Can you explain why? I am pathological in my commitment to DRY (Don’t Repeat Yourself). The projects I work on are large, with many libraries and executables. A macro seems tailor made to that end. Why is it better to repeat the same boilerplate lines of code in myriad CMakeLists.txt files?
I watched CppCon 2019: Deep CMake For Library Authors - Crascit and learned a couple of things, but nothing relevant to the issue at hand.
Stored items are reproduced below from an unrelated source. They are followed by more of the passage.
PR #3277, opened 2023-03-08
ocm-clusters: update version when not set

patjlm:


maorfr (approved):

maorfr:
seems to have been lost here: https://github.com/app-sre/qontract-reconcile/pull/2425/files#diff-c6864bdf1ca61fad743e15096a363fa2ca01e50383721bef22ceb2a711179419L110

PR #3278, opened 2023-03-08
Publish all logs

janboll:
This was added under assumption there is only one container. This can cause issues if there are more containers. Export logs for all containers as default.

https://issues.redhat.com/browse/APPSRE-7037


patjlm (approved):
According to comments in https://issues.redhat.com/browse/APPSRE-7037 this option is available in oc 4.10 and above.

janboll:
Right, the oc version provided by the base image supports this:
```
(venv) ➜  ~ oc version
Client Version: 4.10.15
error: You must be logged in to the server (Unauthorized)
(venv) ➜  ~ oc logs --help |grep all-containers
      --all-containers=false: Get all containers' logs in the pod(s).
```

rporres (approved):

BumbleFeng (approved):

I looked at cmake-init. The promise of creating FetchContent
-ready projects is appealing. But, as it says it is “an opinionated CMake project initializer”. I haven’t quite comprehended its opinions.
My code layout is similar to this one.
In the end, what ultimately solved my issue was to remove GTest::gtest
from the target_link_libraries
and just add the include paths like this:
if(TARGET GTest::gtest)
get_target_property(gtest_includes GTest::gtest INCLUDE_DIRECTORIES)
target_include_directories( ${myTarget} SYSTEM PRIVATE ${gtest_includes})
else()
message(FATAL_ERROR "GoogleTest must be present to build")
endif()
I included them as private because I didn’t want users of this project via FetchContent
to inherit those paths. This stopped the complaining about not installing GTest.